As all observational studies, we should collect all information on potential confounders together with the exposure of interest at the start of the study.

Random errors

9.3 Strength and Weakness

Strength

  • exposure is measured at the start of the study, before the outcome occurs, and so measurement of exposure is not biased by the presence or absence of the outcome

  • the time sequence of events should be clear in a cohort study, minimising the possibility of reverse causality

  • cohort studies can provide data on the time course of the development of the outcome(s), including late effects.

  • more than one outcome can be examined at once

  • rare exposures can be investigated using appropriately selected populations.

Weekness

  • prospective cohorts are slow and potentially expensive if there is a long period between exposure and outcome (long latency)
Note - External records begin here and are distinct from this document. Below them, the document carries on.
PR #22102, opened 2023-11-23
fix(client): wasm engine loading for edge-light

millsp:
`edge-light` needs to load `wasm` files in a different way that is not standard, with an additional `?module` on the path. This causes issues with the `workerd` runtime, as `wrangler` legitimately does not understand `?module` during its static analysis of the code and fails. This PR attempts to make it work for both runtimes by:
1. Conditionally load based on runtime detection
2. Hiding `?module` in a template string to avoid issues with `wrangler`

/integration

### DIFF
--- a/packages/client/src/runtime/index.ts
+++ b/packages/client/src/runtime/index.ts
@@ -2,6 +2,10 @@ import * as Extensions from './core/extensions'
 import * as Public from './core/public'
 import * as Types from './core/types'
 
+export { Types }
+export { Extensions }
+export { Public }
+
 export { DMMFHelper as DMMFClass } from '../generation/dmmf'
 export { type BaseDMMF, DMMF } from '../generation/dmmf-types'
 export { NotFoundError } from './core/errors/NotFoundError'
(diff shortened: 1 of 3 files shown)


packages/client/src/runtime/index.ts
```diff
@@ -18,21 +22,17 @@ export {
...
 export { objectEnumValues } from './core/types/exported/ObjectEnums'
 export type { PrismaClientOptions } from './getPrismaClient'
 export { getPrismaClient } from './getPrismaClient'
 export { makeStrictEnum } from './strictEnum'
 export { warnEnvConflicts } from './warnEnvConflicts'
 export { Debug } from '@prisma/debug'
 export type { DriverAdapter } from '@prisma/driver-adapter-utils'
+export { warnOnce } from '@prisma/internals'
 export { default as Decimal } from 'decimal.js'
+export { detectRuntime } from 'detect-runtime'
```
janpio, line 36: We should sooner or later upgrade here:
> Warning detect-runtime has been deprecated in favor of [std-env](https://github.com/unjs/std-env) (since version 3.4.0), which includes the same functionalities and much more.
via https://github.com/QuiiBz/detect-runtime

millsp: https://github.com/prisma/team-orm/issues/626

millsp: Thanks for the reminder

SevInf (approved):

jkomyno (approved):

PR #22126, opened 2023-11-27
feat(prisma): platform cli read tokens

sampolahtinen:
This PR includes a proposal for reading platform authentication token.


packages/cli/src/bin.ts
```diff
@@ -72,6 +73,7 @@ const redactedCommandAsString = redactCommandArray([...commandArray]).join(' ')
 
 const isPrismaInstalledGlobally = isCurrentBinInstalledGlobally()
 
+export let platformToken: string | undefined
```
sampolahtinen, line 76: This and LOC 85 - 93 is the main feature proposal.

PR #22128, opened 2023-11-27
test(client): skip "hijacking a batch transaction" tests with planetscale adapter

aqrln:
These tests are very flaky with PlanetScale adapter and it's disrupting.
This commit skips them with PlanetScale until we fix the underlying
issue. Although the functionality actually works as expected, the logs
don't always arrive in the order these tests expects, so they may fail.
The problem seems more general than PlanetScale as it was also reported
to happen with Neon and even native MySQL connector, but that's rare so
I only skipped PlanetScale here (which fails every other time on CI and
consistently locally).

Ref: https://github.com/prisma/team-orm/issues/495

### DIFF
--- a/packages/client/tests/functional/extensions/query.ts
+++ b/packages/client/tests/functional/extensions/query.ts
@@ -3,7 +3,7 @@ import { assertNever } from '@prisma/internals'
 import { randomBytes } from 'crypto'
 import { expectTypeOf } from 'expect-type'
 
-import { Providers } from '../_utils/providers'
+import { ProviderFlavors, Providers } from '../_utils/providers'
 import { wait } from '../_utils/tests/wait'
 import { waitFor } from '../_utils/tests/waitFor'
 import { NewPrismaClient } from '../_utils/types'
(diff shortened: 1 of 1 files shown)


packages/client/tests/functional/extensions/query.ts
```diff
@@ -529,121 +529,124 @@ testMatrix.setupTestSuite(
...
     )
 
-    testIf(provider !== Providers.MONGODB && process.platform !== 'win32')(
-      'hijacking a batch transaction into another one with a simple call',
-      async () => {
-        const fnEmitter = jest.fn()
+    testIf(
+      provider !== Providers.MONGODB &&
+        process.platform !== 'win32' &&
+        providerFlavor !== ProviderFlavors.JS_PLANETSCALE,
```
Jolg42, line 535: Add a comment here for why the test is skipped with `providerFlavor !== ProviderFlavors.JS_PLANETSCALE`?

Jolg42 (approved):

PR #22144, opened 2023-11-28
feat(cli): read platform token

sampolahtinen:
This PR introduces reading of authentication tokens from the disk and using it as an additional way for authenticating requests.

  • historical cohort studies depend upon pre-existing records of exposure being available, and being reliable

  • they are inefficient for rare diseases (unless the attributable fraction is very high)

  • exposure status may change during study (in which case it may need to be determined again at intervals throughout the study)

  • differential loss to follow-up may introduce bias: this is a particular problem when follow-up is of long duration

  • in long term cohort studies, it may be hard to ensure that diagnostic criteria remain consistent throughout the study, particularly if outcomes are ascertained from routine data sources.